Finding hidden features responsible for machine learning failures
There have been several situations where machine learning classifiers, trained to diagnose a particular disease (for example, lung cancer from chest x-rays), overfit on hidden features within the data. Examples include gridlines, surgical markers or evidence of treatment or text present in the images (see references for examples). This causes the classifier to fail on other type of images.
Although these “hidden pictures” are often visible, the presence of such features is not documented in the dataset. Several projects on this topic are possible:
- How can we detect hidden features with (semi-)automatic methods?
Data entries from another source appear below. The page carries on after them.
PR #526, opened 2023-04-19
Update the process to upload the GPG key

BewareMyPower:
See the discussion here https://lists.apache.org/thread/f9w430oqpm0g72b1htwbtc8y3mfqf8r6

In addition, download the `KEY` file before appending a KEY because `svn up` might not download the file.

### Documentation

- [x] `doc` 
- [ ] `doc-required` 
- [ ] `doc-not-needed` 
- [ ] `doc-complete`

### DIFF
--- a/contribute/create-gpg-keys.md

- How does removing these images (from training or test data) change the evaluation of existing methods?
- Can we achieve similar results with smaller, but better curated datasets?
Oakden-Rayner, L., Dunnmon, J., Carneiro, G., & Ré, C. (2020). Hidden stratification causes clinically meaningful failures in machine learning for medical imaging. In Proceedings of the ACM conference on health, inference, and learning (pp. 151-159).
Varoquaux, Gaël, and Veronika Cheplygina. “How I failed machine learning in medical imaging–shortcomings and recommendations.” arXiv preprint arXiv:2103.10292 (2021).
Winkler, J. K., Fink, C., Toberer, F., Enk, A., Deinlein, T., Hofmann-Wellenhof, R., … & Haenssle, H. A. (2019). Association between surgical skin markings in dermoscopic images and diagnostic performance of a deep learning convolutional neural network for melanoma recognition. JAMA dermatology, 155(10), 1135-1141.